Saludos, mi nombre es Aleyda Ramírez…
Señores necesito un favor de ustedes que son electrónicos…
En la Universidad un profesor me pidió que haga “un circuito que refleje  a la salida, la secuencia de manera ascendente de la serie del Fibonacci, usando 8 bits”… No tengo ni idea de cómo puedo hacer esto, a ver si ustedes me ayudan ya que no conozco NADA de Electrónica…  plsss ayúdenme y que Dios les Bendiga…


----------



## pepepuerto (Oct 13, 2006)

Hola Ramirez, si no tienes ni idea, te aconsejo ,que te lo explique mejor el profesor ,suerte un saludo


----------



## aleydarv (Oct 16, 2006)

pepepuerto dijo:
			
		

> Hola Ramirez, si no tienes ni idea, te aconsejo ,que te lo explique mejor el profesor ,suerte un saludo



Manito... El problemaso es que a el profesor lo que le gusta es que uno investigue y lo haga...él no me va a explicar...
Gracias


----------



## VichoT (Oct 16, 2006)

Holas.aleydarv.Lo que pides es algo complicado sin un PIC ya que para itroducir el algoritmo dela serie de Fibonacci en logica cableada es complicadisimo por no decir imposible...

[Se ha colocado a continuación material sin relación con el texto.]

PR #4300, opened 2026-05-14
box: Drop background tinting

daandemeyer:
Now that we have $SHELL_PROMPT_PREFIX integration,
let's drop the background tinting. Especially since it
doesn't quite nest all that well yet and we often invoke
nspawn and such from within mkosi box which does its own
background tinting.

### DIFF
--- a/mkosi/__init__.py
+++ b/mkosi/__init__.py
@@ -80,7 +80,6 @@ from mkosi.config import (
     parse_config,
     resolve_deps,
     summary,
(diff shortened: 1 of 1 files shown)


mkosi/__init__.py
behrmann: This import needs to be dropped to make ruff happy.

behrmann (approved):
This doesn't touch qemu, but since that's on the chopping block anyway this should also close #4294

PR #4302, opened 2026-05-15
Add ansi module for ANSI definitions.

jakobkukla:
Also removes duplicate ANSI definitions which were identical to `ANSI_BOLD` and `ANSI_RESET` respectively, but used `os.isatty(2)` instead of `terminal_is_dumb()` for terminal detection.

### DIFF
--- a/mkosi/ansi.py
+++ b/mkosi/ansi.py
@@ -1,0 +1,16 @@
+import os
+import sys
+
+
+def terminal_is_dumb() -> bool:
+    return not sys.stdout.isatty() or not sys.stderr.isatty() or os.getenv("TERM", "") == "dumb"
+
+
+# fmt: off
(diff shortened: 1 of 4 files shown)


daandemeyer:
sandbox.py needs to be standalone and can't depend on any other modules from mkosi, hence we can't merge this as is.

jakobkukla:
For the reason given in the docstring at the beginning?

daandemeyer:
Yeah we mount it into sandboxes and such. It needs to be standalone so we can rely on being able to run it after mounting it into a sandbox without having to figure out which files it imports and also mounting those.

behrmann:
@jakobkukla Thanks for the contribution, but for the reason discussed above I'm closing this. Feel free to resubmit if you have an ansatz that is compatible with sandbox needing to be standalone.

Cablea un PIC y su salida la envias a una pantalla donde puedas ver los nuemros... para simplificar el programa nmo es necesario que introduzcas el algoritmo sino hacer un programa que te imprima  la sucsion de numeros ya grabados en el programa....

ES decir el programa sera algo asi:

10 Print 1
20 print 1
30 print 2
40 print 3
50 print 5
 y asi hasta   que llegues aun pto enque tu profe te diga...

Perdona que te escriba el programa como un editor de basic pero no se escribir programas en C++ para PIC asi que te lo puse asi a modo didactico.

BYE!


----------



## aleydarv (Oct 18, 2006)

Gracias por su ayuda chicos...

Dios les Bendiga...


----------